This book was spurred by staggering statistics on the prevalence of behavioural problems in schools, by the American legal requirement (embodied in the Individuals with Disabilities Education Act) to address them, and by the dearth of resources with which to do so. Citing evidence of the enhanced effectiveness of interventions that are based on functional behavioural assessment (FBA), Crone and Horner argue convincingly that what schools need are trained, well-organized teams that can assess and intervene rapidly with problem behaviours as they arise. They propose a field-tested model by which this can be accomplished.

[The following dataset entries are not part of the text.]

PR #2709, opened 2021-05-03
Lm 2021 facelift

### LINKED ISSUE #2599: Unigram scores incorrectly computed for Kneser-Ney smoothing causing high perplexities
The unigram scores in KneserNey smoothing introduced in this commit https://github.com/nltk/nltk/commit/2759b03d85983fedd29b646380c713c3f4ccff66 are computed as a uniform distribution over the vocabulary, which is clearly not how any variant of KneserNey computes it. 

https://github.com/nltk/nltk/blob/5023d6b933ef1a5b1f25fba1d5ed11a8a43a47e4/nltk/lm/smoothing.py#L47

iliakur:
This supercedes #2659 and #2704, they can both be closed.

All credit for the conceptual work goes to @manujosephv I just translated his intents into idiomatic Python.

@manujosephv please take a look and let me know if anything is unclear. 

I think this also fixes #2599. @osmanio2 can you confirm?


nltk/lm/models.py
```diff
@@ -92,8 +119,23 @@ def __init__(self, order, **kwargs):
...
+    def __init__(self, order, discount=0.75, **kwargs):
+        super().__init__(
+            AbsoluteDiscounting, order, params={"discount": discount}, **kwargs
+        )
+
+
 class KneserNeyInterpolated(InterpolatedLanguageModel):
     """Interpolated version of Kneser-Ney smoothing."""
 
     def __init__(self, order, discount=0.1, **kwargs):
```
iliakur, line 134: @manujosephv I undid your change of default value here. I think we add enough entropy for existing users by changing the scores, let's not throw this in as well. I've set the value to `0.75` in the tests, so they didn't need to be changed.

nltk/lm/smoothing.py
```diff
@@ -72,66 +72,52 @@ def unigram_score(self, word):
...
-                if is_key:
-                    unique_continuation_keys += [
-                        ngram + (word,) for word in self.counts[key_len][ngram].keys()
-                    ]
-                    if is_value:
-                        continuation_keys.append(ngram + (value,))
-        continuation_count = len(set(continuation_keys))
-        unique_continuation_count = len(set(unique_continuation_keys))
-        return (continuation_count, unique_continuation_count)
+    def _continuation_counts(self, word, context=tuple()):
```
manujosephv, line 111: A bit skeptical about this function. The idea is to find number of unique continuation. for eg. if the context is "ab" and c follows it 3 times, d follows 1, and e follows 1, the the unique continuation is only 3(c, d, and e), and not 5

Let me check this function a little more deeply and figure out if it works out the same or not.

iliakur: I'm taking advantage of the fact that all our frequency distributions already account for uniqueness when it comes to the keys. We never look at actual counts here.

manujosephv: I guess you are right. The two functions are performing identically.

manujosephv (approved):
Liked the use of ngram order to track the recursion order. And all in all good refactoring of the code as well. Much more pythonic now :)

nltk/lm/smoothing.py
iliakur: Cool!

I think next weekend I'll try to come up with some test cases that might highlight the types vs tokens distinction.

iliakur: Past weekend ended up being hectic, I'll get back with the test examples (if any) on Thursday/Friday.

iliakur: After that this should be ready to merge I believe.

iliakur: Ok, I noticed that the comments explaining the tests were in need of some love, so I did that instead.

I think before I add more tests I should switch the whole setup to `pytest`, I'll do that in a separate PR. I already have a list of phenomena I want to test.

@manujosephv please double-check the accuracy of the new comments.

stevenbird:
Thanks for your work @iliakur

nltk/lm/smoothing.py
manujosephv: Double checked the KneserNey, AbsoluteDiscounting, and StupidBackoff testcase comments, they seem to be correct.

iliakur:
@stevenbird I think we can merge this, no more feedback is likely.

stevenbird:
Thanks @manujosephv and @iliakur!!

PR #2713, opened 2021-05-10
Fix bug in nltk.metrics.aline, C_skip = -10

### LINKED ISSUE #2708: Wrong default value in aline.py
I believe the value of `C_skip` in https://github.com/nltk/nltk/blob/develop/nltk/metrics/aline.py#L51 should be negative. In particular, the value in the original paper seems to be `-10`, not `10` (see https://webdocs.cs.ualberta.ca/~kondrak/papers/thesis.pdf, p. 54).

DanielLoney:
Fixes #2708


tomaarsen (approved):
Whether the tests are "correct" per se is a hard question. We simply cannot use [Kondrak's Thesis](https://www.cs.toronto.edu/pub/gh/Kondrak-PhD-thesis-2002.pdf) as a source of tests, as many small modifications are made on this version relative to his thesis.

However, it does appear like C_skip should be -10, rather than 10. In the aforementioned thesis, this can be very vaguely seen on page 54. I can also see how someone could read over this. On [another publication](https://aclanthology.org/A00-2038.pdf) of Kondrak at page 292, the value of -10 is more visible.

So, I'm confident in two things:
- Our ALINE implementation differs from Kondrak's. Likely not by much, as it only differs in terms of tuning (the rest seems identical to the thesis). This makes the tests somewhat moot beyond "This shows that it doesn't crash", as we can't use it to verify that it's exactly the same as Kondrak's ALINE, but that is not necessarily that bad.
  - We either accept that we cannot make Kondrak's tests pass, or we try to "revert" to exactly Kondrak's version.
- The value of C_skip was intended to be -10, not 10. As a result, I approve of these changes.

If this is merged, then #2708 and #2712 can be closed.

tomaarsen:
Resolved a merge conflict between the updated test expectations and the pytest-ifying of tests from #2743.

tomaarsen:
The (what I assume to be) merge conflict that was resolved in 3761caf has reverted the test fixes from 8c9a7d55c40073ac217757fdbd640e8e36eb0490, causing the failing tests. I'm confident that the tests from 8c9a7d55c40073ac217757fdbd640e8e36eb0490 are correct, as they are taken directly from [Kondrak's thesis](https://www.cs.toronto.edu/pub/gh/Kondrak-PhD-thesis-2002.pdf) (note, not all of Kondrak's tests pass on our system, but these do).

stevenbird:
Sorry, my mistake...

PR #2715, opened 2021-05-16
Hotfix empty trees

ekaf:
This PR fixes the handling of empty trees in the new Tree.fromlist() function.

Currently, when a tree is empty, Tree.fromlist() returns the input node as a string, so further processing of the result will fail with functions that expect a tree:

import nltk
print("NLTK v. %s" % nltk.__version__)
> NLTK v. 3.6

from nltk.tree import Tree

t=Tree.fromlist(wn.synset('entity.n.01').tree(lambda s:s.hypernyms()))
print(t)
> Synset('entity.n.01')

print(type(t))
> <class 'str'>

This fails:
print(t.pformat())
> AttributeError: 'str' object has no attribute 'pformat'

After applying this PR, a tree is returned instead of a string:

t=Tree.fromlist(wn.synset('entity.n.01').tree(lambda s:s.hypernyms()))
print(t)
> (Synset('entity.n.01') )

print(type(t))
> <class 'nltk.tree.Tree'>

This succeeds:
print(t.pformat())
> (Synset('entity.n.01') )


iliakur:
Don't forget to revert the permissions on those other files. `644` seems a bit too restrictive for a python library ;)

ekaf:
This PR introduces a bigger problem, because trees would have no leaves, There doesn't seem to be a solution to the empty tree case.

PR #2720, opened 2021-05-29
setup.py: fix python_requires

mgorny:
Fix python_requires to specify a valid version.  Apparently, combining
`>=` and `.*` is disallowed, and I'm pretty sure 'just' `>=3.5` means
the same.

To reproduce the problem, you can:

    $ pip install nltk distlib
    $ python -c "import distlib.database; \
      distlib.database.DistributionPath().get_distribution('nltk')"

which yields a (not very readable) error of:

    ValueError: '.*' not allowed for '>=' constraints


stevenbird:
Precisely. Thanks @mgorny

PR #2726, opened 2021-06-11
create method word_as_freq at WordListCorpusReader

fernandoasevedo:
Create method `word_as_freq` at `nltk.corpus.reader.wordlist.WordListCorpusReader`

This method will return a `dict(str -> int)` in which the key is the word and the value the respective frequency on the corpus.
This could be intresting for `nltk.corpus.stopwords`, as well, when the developer could call it and (without more codings) apply the `dict` to remove stopwords from the input-texts faster (faster than list)


stevenbird:
For this functionality, please use `FreqDist` to wrap a call to the corpus reader

PR #2733, opened 2021-06-17
Update wsd.py  by  Adding updated porter stemmer 

DASHANANT:
performing stem forms of context  words and words in definations will give better intersection count.

Example: 
'playing' word in sentence , 'plays' word in sense definition  
will give null intersection 
but if we perform stemming both words will be play and gives intersection as 1.
which may helps to predict best sense.

### DIFF
--- a/nltk/wsd.py
+++ b/nltk/wsd.py
@@ -1,4 +1,4 @@
-# Natural Language Toolkit: Word Sense Disambiguation Algorithms
+# Natural Language Toolkit: Word Sense Disambiguation Algorithm
 #
 # Authors: Liling Tan <alvations@gmail.com>,
 #          Dmitrijs Milajevs <dimazest@gmail.com>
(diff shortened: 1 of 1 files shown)


stevenbird:
Thanks for your contribution @DASHANANT. This is a proposal to modify the definition of the Lesk algorithm. Minimally it would have to be controlled by a flag, defaulting to the existing behaviour. However, the proposal has a linguistic flaw: the senses of a word are not necessarily included in the senses of the stemmed version of that word. For example, in Wordnet, [computer](http://wordnetweb.princeton.edu/perl/webwn?s=computer) has two senses, while [compute](http://wordnetweb.princeton.edu/perl/webwn?s=compute) only has one.

DASHANANT:
Thank You, The flaw can be solved using a simple if condition .
def stem(i):
    if wordnet.synsets(ps.stem(i))==wordnet.synsets(i):
        return PorterStemmer.stem(i)
    else:
        return i

we change the stem function according to wordnet.
I have simulated it, now it is giving better results than previous.
Thank You again.

Please check it.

The authors acknowledge that the use of FBA technology requires a philosophical shift for most educators. The FBA approach entails the identification of factors that foster inappropriate behaviours and the rearrangement of conditions within the environment both to reduce problem behaviours and to build a repertoire of appropriate alternative skills. This is a dramatically different approach than that which has resulted, for example, in ‘zero tolerance’ policies in many school districts that dictate the suspension or expulsion of students with aggressive or other antisocial behaviours. Blanket application of these policies has often resulted in suspensions of students with developmental disabilities, whose aggressive behaviours can most frequently be ascribed to communication deficits. Rather than this prescriptive (and punitive) approach, behavioural support using FBA principles determines the purpose that inappropriate behaviour serves for a student before designing an inter-vention that meets those individual needs.

The book is extremely clearly written and logically presented. Ample references are provided to the empirical literature that supports the authors’ position, yet the book does not read as an abstract academic text. The professional reader who is versed in FBA methodology and who understands the school context can use this book to begin a systematic team approach to solving behavioural problems. Concrete examples are provided of the range of behavioural problems that can be addressed, of the steps required to address them, and the potential solutions generated by FBA. Thirty-six pages of forms are provided to assist in this process, although the limited copyright permission provided for these may pose an ethical challenge to the school-based teams to whom the book is directed. The real virtue of Crone and Horner’s model is the integration of empirically-grounded procedures with a realistic appreciation of school resources and routines.

I recommend this book highly to all professionals involved in mental health and behavioural management services to schools, and their administrators.